▶ _The problem_: Take every line from the data that has the word "looking" in it.

▶ _The records_:
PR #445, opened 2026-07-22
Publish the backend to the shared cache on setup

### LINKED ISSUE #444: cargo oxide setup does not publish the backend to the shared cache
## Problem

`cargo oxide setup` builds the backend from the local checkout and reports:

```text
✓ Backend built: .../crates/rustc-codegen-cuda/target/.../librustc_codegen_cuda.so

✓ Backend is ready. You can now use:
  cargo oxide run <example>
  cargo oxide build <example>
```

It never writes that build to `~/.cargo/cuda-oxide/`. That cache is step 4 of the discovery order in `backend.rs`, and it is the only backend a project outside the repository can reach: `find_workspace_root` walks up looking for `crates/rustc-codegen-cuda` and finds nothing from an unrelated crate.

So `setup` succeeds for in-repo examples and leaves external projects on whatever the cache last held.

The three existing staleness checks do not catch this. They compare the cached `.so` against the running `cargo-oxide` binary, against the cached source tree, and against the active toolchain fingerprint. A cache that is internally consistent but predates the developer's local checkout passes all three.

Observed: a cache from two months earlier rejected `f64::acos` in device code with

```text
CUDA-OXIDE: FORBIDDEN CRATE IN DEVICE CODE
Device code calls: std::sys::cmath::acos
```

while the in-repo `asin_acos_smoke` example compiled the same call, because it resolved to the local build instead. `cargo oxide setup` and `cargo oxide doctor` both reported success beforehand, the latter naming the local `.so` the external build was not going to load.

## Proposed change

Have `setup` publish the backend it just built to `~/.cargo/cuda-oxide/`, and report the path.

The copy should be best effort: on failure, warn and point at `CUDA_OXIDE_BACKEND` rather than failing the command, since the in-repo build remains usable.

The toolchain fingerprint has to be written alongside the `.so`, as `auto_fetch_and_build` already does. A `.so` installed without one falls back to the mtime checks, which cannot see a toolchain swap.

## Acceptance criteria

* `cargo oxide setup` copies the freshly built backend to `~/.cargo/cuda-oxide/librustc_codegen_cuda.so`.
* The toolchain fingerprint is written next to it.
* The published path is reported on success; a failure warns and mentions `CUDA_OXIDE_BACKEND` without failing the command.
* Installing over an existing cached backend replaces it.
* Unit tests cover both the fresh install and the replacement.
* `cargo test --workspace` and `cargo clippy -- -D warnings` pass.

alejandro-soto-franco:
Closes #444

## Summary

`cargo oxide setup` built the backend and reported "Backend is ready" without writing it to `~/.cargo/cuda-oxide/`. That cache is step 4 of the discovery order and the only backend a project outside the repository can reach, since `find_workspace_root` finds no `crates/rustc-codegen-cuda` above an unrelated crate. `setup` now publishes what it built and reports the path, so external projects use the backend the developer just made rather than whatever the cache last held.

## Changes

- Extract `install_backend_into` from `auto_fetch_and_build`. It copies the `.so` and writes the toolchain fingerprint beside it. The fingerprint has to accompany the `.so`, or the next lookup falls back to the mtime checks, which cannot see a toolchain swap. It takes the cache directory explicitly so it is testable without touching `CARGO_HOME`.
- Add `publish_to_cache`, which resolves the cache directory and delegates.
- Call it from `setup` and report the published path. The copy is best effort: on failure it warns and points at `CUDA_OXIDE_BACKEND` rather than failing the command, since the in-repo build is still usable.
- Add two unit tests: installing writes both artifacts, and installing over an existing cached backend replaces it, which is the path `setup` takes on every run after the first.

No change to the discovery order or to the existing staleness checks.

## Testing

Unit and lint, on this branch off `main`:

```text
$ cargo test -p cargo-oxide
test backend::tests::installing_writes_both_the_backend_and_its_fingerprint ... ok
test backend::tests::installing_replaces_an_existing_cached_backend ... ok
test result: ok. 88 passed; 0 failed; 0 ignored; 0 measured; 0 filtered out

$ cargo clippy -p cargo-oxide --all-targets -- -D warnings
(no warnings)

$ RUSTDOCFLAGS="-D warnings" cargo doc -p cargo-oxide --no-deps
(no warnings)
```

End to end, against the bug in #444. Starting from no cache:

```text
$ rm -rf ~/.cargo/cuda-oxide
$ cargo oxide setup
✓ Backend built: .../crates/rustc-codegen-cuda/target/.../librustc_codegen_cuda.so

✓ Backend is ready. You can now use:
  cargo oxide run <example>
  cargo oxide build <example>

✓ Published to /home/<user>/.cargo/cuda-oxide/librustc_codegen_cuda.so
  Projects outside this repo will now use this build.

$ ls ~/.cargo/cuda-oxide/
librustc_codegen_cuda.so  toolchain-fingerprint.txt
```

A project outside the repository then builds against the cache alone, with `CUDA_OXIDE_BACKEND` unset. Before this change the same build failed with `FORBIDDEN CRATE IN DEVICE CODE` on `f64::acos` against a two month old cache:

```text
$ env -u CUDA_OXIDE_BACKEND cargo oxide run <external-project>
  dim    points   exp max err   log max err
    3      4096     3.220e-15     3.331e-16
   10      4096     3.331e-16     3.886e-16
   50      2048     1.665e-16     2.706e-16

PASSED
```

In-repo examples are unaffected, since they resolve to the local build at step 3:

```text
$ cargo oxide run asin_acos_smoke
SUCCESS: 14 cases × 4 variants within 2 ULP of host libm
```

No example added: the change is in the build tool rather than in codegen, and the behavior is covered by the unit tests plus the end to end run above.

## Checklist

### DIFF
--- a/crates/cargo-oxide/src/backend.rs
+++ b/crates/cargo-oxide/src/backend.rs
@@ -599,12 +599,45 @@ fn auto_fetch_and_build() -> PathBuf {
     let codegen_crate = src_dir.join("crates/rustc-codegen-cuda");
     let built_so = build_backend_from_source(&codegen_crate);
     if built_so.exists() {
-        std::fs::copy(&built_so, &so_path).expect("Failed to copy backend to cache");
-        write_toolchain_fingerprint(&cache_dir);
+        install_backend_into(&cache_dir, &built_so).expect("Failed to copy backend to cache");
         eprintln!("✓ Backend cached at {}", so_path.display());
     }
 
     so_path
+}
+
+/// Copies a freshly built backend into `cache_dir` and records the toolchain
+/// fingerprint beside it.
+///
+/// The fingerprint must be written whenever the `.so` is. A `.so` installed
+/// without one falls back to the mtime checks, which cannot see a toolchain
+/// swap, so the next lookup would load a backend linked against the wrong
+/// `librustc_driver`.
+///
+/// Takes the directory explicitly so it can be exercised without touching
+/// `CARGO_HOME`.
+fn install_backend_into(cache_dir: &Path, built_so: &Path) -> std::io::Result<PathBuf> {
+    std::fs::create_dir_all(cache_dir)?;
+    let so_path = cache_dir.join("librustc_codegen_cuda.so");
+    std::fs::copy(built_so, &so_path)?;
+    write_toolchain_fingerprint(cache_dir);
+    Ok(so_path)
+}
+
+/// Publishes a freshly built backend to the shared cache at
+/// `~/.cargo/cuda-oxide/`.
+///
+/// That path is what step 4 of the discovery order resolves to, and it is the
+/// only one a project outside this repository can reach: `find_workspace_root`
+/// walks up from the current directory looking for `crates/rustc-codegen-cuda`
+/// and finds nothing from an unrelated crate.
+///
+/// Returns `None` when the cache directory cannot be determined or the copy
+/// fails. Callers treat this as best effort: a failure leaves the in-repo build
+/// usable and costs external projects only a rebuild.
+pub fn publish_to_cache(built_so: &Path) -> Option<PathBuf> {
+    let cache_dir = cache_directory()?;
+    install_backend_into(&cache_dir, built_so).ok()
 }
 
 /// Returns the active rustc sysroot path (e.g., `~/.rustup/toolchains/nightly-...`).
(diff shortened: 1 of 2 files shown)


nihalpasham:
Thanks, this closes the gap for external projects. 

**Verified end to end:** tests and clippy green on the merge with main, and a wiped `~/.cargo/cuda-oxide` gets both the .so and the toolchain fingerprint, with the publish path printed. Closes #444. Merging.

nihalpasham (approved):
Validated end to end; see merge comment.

▶ _Task output_:
It never writes that build to `~/.cargo/cuda-oxide/`. That cache is step 4 of the discovery order in `backend.rs`, and it is the only backend a project outside the repository can reach: `find_workspace_root` walks up looking for `crates/rustc-codegen-cuda` and finds nothing from an unrelated crate.
+/// walks up from the current directory looking for `crates/rustc-codegen-cuda`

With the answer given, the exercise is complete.